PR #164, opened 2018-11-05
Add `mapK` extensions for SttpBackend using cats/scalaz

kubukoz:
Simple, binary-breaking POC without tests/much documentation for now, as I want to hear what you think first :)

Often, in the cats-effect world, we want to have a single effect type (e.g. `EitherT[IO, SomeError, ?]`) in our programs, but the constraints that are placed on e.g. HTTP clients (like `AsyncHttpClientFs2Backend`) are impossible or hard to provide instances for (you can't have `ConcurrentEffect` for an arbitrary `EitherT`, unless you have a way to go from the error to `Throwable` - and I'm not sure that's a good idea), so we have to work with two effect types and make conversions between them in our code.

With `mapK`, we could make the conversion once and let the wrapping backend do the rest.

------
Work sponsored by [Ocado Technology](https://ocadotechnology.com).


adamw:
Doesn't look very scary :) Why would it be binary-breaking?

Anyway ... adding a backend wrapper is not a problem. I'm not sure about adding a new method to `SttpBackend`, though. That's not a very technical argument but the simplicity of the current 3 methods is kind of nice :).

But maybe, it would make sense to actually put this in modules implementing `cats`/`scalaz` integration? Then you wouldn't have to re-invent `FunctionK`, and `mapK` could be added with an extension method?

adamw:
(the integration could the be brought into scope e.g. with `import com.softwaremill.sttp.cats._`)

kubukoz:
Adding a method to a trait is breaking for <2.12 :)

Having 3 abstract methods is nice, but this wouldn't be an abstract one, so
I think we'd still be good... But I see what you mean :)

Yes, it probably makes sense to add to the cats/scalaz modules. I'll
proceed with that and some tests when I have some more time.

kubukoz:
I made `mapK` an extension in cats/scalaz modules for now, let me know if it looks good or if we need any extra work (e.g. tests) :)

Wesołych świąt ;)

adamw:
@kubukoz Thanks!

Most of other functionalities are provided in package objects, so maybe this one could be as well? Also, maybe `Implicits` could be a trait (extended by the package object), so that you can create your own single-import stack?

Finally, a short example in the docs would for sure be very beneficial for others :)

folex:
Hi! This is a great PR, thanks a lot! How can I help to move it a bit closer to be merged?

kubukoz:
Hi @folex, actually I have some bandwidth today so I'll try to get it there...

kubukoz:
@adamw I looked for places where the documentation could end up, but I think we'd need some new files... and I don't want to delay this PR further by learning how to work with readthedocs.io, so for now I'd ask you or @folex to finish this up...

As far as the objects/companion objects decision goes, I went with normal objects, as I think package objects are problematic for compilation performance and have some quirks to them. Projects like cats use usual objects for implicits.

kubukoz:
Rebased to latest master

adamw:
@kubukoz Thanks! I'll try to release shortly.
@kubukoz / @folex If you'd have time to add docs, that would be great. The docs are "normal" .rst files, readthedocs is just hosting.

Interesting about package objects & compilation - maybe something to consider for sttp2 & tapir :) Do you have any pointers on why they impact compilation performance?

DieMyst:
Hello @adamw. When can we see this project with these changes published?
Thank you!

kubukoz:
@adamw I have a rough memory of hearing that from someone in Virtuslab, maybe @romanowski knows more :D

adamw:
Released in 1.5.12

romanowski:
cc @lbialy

== == ==

EXERCISE PROMPT
Reproducing the whole listing above is not the task. Copy exactly only the lines from the one with "Rebased to latest master" to the one with "is just hosting.", both kept.

WRITTEN REPLY
Rebased to latest master

adamw:
@kubukoz Thanks! I'll try to release shortly.
@kubukoz / @folex If you'd have time to add docs, that would be great. The docs are "normal" .rst files, readthedocs is just hosting.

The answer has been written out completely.